GIVEN RECORDS Block Start
PR #724, opened 2025-03-06
Optimize `make-list` and `vector->list`

jpellegrini:
Instead of going through the vector and consing, we allocate all list cells in a single memory region, in a single call to the allocator. This seems to be twice as fast as the old code.

```scheme
(time
  (let ((a (make-vector 1000 'x)))
    (repeat 100000 (vector->list a))
    'ok))
```
Old code: 4152.755ms 100000001 allocation calls
New code: 1805.502ms 100001 allocation calls

But this only changes the R5RS version of `vector->lsit`. I've tried to make the R7RS version in C, but that is trickier than what I thought. I'll work on that later.

### DIFF
--- a/lib/r7rs.stk
+++ b/lib/r7rs.stk
@@ -34,7 +34,7 @@
         truncate-remainder floor-remainder
         square exact-integer-sqrt exact inexact
         boolean=?
-        make-list member assoc
+        member assoc
         symbol=?
         string=?     %string2=?
         string<?     %string2<?
@@ -538,23 +538,6 @@ doc>
                         (eq? (car lst) val)
                         (verify val (cdr lst)))))))
     (verify e1 rest)))
-
-;;;; ----------------------------------------------------------------------
-;;;; 6.4 Pairs and lists
-;;;; ----------------------------------------------------------------------
-
-#|
-<doc R7RS make-list
- * (make-list k)
- * (make-list k fill)
- *
- * Returns a newly allocated list of k elements. If a second
- * argument is given, then each element is initialized to fill .
- * Otherwise the initial contents of each element is unspecified.
-doc>
-|#
-(define (make-list k :optional (fill (void)))
-  (vector->list (make-vector k fill)))
 
 
 ;;;; ----------------------------------------------------------------------
--- a/src/list.c
+++ b/src/list.c
@@ -726,9 +726,138 @@ DEFINE_PRIMITIVE("assoc", assoc, subr23, (SCM obj, SCM alist, SCM cmp))
  * the |car| and |cdr| of |obj|, respectively.
 doc>
  */
-DEFINE_PRIMITIVE("list-copy", list_copy, subr1, (SCM l))
-{
-  return CONSP(l) ? STk_cons(STk_list_copy(CAR(l)), STk_list_copy(CDR(l))): l;
+DEFINE_PRIMITIVE("list-copy", list_copy, subr1, (SCM l)) {
+  /*
+    About the cycle detecting and copying algorithm:
+
+    1. Detect cycles using Floyd's algorithm.  The algorithm runs two
+       pointers, "fast" and "slow" through the list. Both are placed
+       at the CAR, then at each step, slow goes forward one link, and
+       fast goes forward two links.
+
+    2. If there is a cycle:
+
+       2.i) we position fast back at the CAR and now move the two
+            pointers *one* link at each time. The pointers will
+            *necessarily meet* exactly *at the beginning of the cycle.
+
+       2.ii) If there is a cycle, we mark the cell in which it starts
+             example, the cycle below starts at C:
+
+                        +--------------+
+                        |              |
+                        v              |
+              A -> B -> C -> D -> E -> F
+
+              We keep an extra pointer to C.
+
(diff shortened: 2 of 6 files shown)


jpellegrini:
Also, it's probably nice to change `vector->string` in the same way.

jpellegrini:
This has an impact on `make-list`:

```scheme
(time
  (let ((a #f))
    (repeat 100000
      (set! a (make-list 1000)))
    'ok))
```

Old code: 5339.514 ms  100100000 allocation calls
New code: 2841.315 ms 200000 allocation calls

Now make 10x less lists, with 10x more elements per list:

```scheme
(time
  (let ((a #f))
    (repeat 10000
      (set! a (make-list 10000)))
    'ok))
```

Old code: 4928.766 ms 100010000 allocation calls
New code: 2097.78 ms 20000 allocation calls

jpellegrini:
> Also, it's probably nice to change `vector->string` in the same way.

Obviously not, I don't know what I was thinking. Of course, strings are not built by "consing characters". `vector->string` *already* works allocating all space at once.

jpellegrini:
But `string->list` can be optimized (see the second commit). Large speedup also.

egallesio:
> Instead of going through the vector and consing, we allocate all list cells in a single memory region, in a single call to the allocator. This seems to be twice as fast as the old code.

The problem with this implementation is that the list forms a single block for the GC. 
In the following code,
```scheme
stklos> (define v (make-vector 1000 'x))
;; v
stklos> (define l (vector->list v))
;; l
stklos> (set! l (last-pair l))
stklos> (gc)
```
the 999 first pairs will be GC'ed. With your solution, this will not be the case, since `l` points in the region allocated with `vector->list`.

jpellegrini:
> the 999 first pairs will be GC'ed. With your solution, this will not be the case, since `l` points in the region allocated with `vector->list`.

Hmm, you're right.  If libgc has some way of allocating a large region at once, but conceptually marking it as a sequence of cells, it would work. I'll see if this is the case.

egallesio:
>If libgc has some way of allocating a large region at once, but conceptually marking it as a sequence of cells, it would work.

Yep, and it would be great. (but, I doubt it will be easy).

jpellegrini:
https://github.com/ivmai/bdwgc/issues/713
:)

egallesio:
It would be great if they implement it (but I suppose that it will not be simple  with alignment problems).
Great idea to ask directly in GH.

jpellegrini:
@egallesio ...

Ivan Maidanski answered. We can use `GC_generic_malloc_many` from libgc! :)

Of course, the right way to do it is to create a new STklos macro... I'll work on that this week!

FYI, here's the documentation:

```c
/* Return a list of 1 or more objects of the indicated size, linked     */
/* through the first word in the object.  This has the advantage that   */
/* it acquires the allocation lock only once, and may greatly reduce    */
/* time wasted contending for the allocation lock.  Typical usage would */
/* be in a thread that requires many items of the same size.  It would  */
/* keep its own free list in thread-local storage, and call             */
/* GC_malloc_many or friends to replenish it.  (We do not round up      */
/* object sizes, since a call indicates the intention to consume many   */
/* objects of exactly this size.)                                       */
/* We assume that the size is non-zero and a multiple of                */
/* GRANULE_BYTES, and that it already includes EXTRA_BYTES value.       */
/* We return the free-list by assigning it to *result, since it is      */
/* not safe to return, e.g. a linked list of pointer-free objects,      */
/* since the collector would not retain the entire list if it were      */
/* invoked just as we were returning.                                   */
/* Note that the client should usually clear the link field.            */
GC_API void GC_CALL GC_generic_malloc_many(size_t lb, int k, void **result)
```

egallesio:
> Ivan Maidanski answered. We can use `GC_generic_malloc_many` from libgc! :)
> 
> Of course, the right way to do it is to create a new STklos macro... I'll work on that this week!

That's really great.

jpellegrini:
@egallesio -- `string->list ` would allow for similar optimization, but I'd like to validate this with you first.

jpellegrini:
There is another change that is possible: 
1. make STklos use the C function `STk_hash_table_keys`, which already exists, instead of the closure in `bonus.stk`
2. make `STk_hash_table_keys` allocate the list with the new `STk_make_list` primitive.

Then the speedup is like 5x. But some STklos code seems to rely on the order of hash table keys returned, so I won't include this here yet.

jpellegrini:
Summary:
* The PR works fine now
* `string->list` could use the same change as `vector->list`
* `uXXvector->list` too (from the `(scheme vector @)` library)
* `hash-table-map` and `hash-table-keys`  can be enhanced, but some internal STklos code would need to be adjusted/fixed

jpellegrini:
I'll reorganize this into another PR later. I'll leave it here as a draft.  My idea is to refactor all of this.

jpellegrini:
PR #736 implements this, in a better way, and does much more... This can be closed.

egallesio:
Very impressive! :open_mouth: 
Looking forward to testing it. 
I'll close this PR and the  #736 at the same time.
Thanks a lot @jpellegrini.

jpellegrini:
@egallesio  see PR #736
GIVEN RECORDS Block End
:: WHAT YOU ARE ASKED TO DO ::
Return the opening line of the data and every line after it through the line containing "New code: 1805.502ms 100001 allocation calls", please, exactly as written and with nothing added.

:: RESPONSE TO THE EXERCISE ::
PR #724, opened 2025-03-06
Optimize `make-list` and `vector->list`

jpellegrini:
Instead of going through the vector and consing, we allocate all list cells in a single memory region, in a single call to the allocator. This seems to be twice as fast as the old code.

```scheme
(time
  (let ((a (make-vector 1000 'x)))
    (repeat 100000 (vector->list a))
    'ok))
```
Old code: 4152.755ms 100000001 allocation calls
New code: 1805.502ms 100001 allocation calls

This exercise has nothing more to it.